### EXERCISE INSTRUCTIONS
Nothing belongs in the answer except the lines of the material that include "from".

### THE DATA
————————

PR #1383, opened 2020-03-01
fix: add the option selected to the dropdown on the Picklist option

HellWolf93:
fix: #1362

## Changes proposed in this PR:
- Add selected option to Picklist dropdown
- Add checkmark to selected PicklistOption
- Remove tests that checked PicklistOption register and unregister
- Add test for the checkmark

#### Test specs
- [ ] should render a checkmark icon when selected
____
- [X] I have followed (at least) the [PR section of the contributing guide](https://github.com/nexxtway/react-rainbow/blob/master/CONTRIBUTING.md#submitting-a-pull-request).

PR #1387, opened 2020-03-03
fix: review getPageBorderRadius testing from Pagination component

blakmetall:
* filename renamed from filename.js. to filename.spec.js
* test updated

@nexxtway/react-rainbow


blakmetall:
Integration tests are failing over a non related component for the current updates

PickListOption has recent updates, they might be causing the failed integration tests

Related pull-request:
https://github.com/nexxtway/react-rainbow/pull/1383

PR #1390, opened 2020-03-04
fix: remove integration test 'should hide the option selected'

HellWolf93:
- Removed integration test that checked the option selected were hidden


integration/specs/Picklist/picklist-1.spec.js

————————

### ANSWER TO THIS PROBLEM
fix: review getPageBorderRadius testing from Pagination component
* filename renamed from filename.js. to filename.spec.js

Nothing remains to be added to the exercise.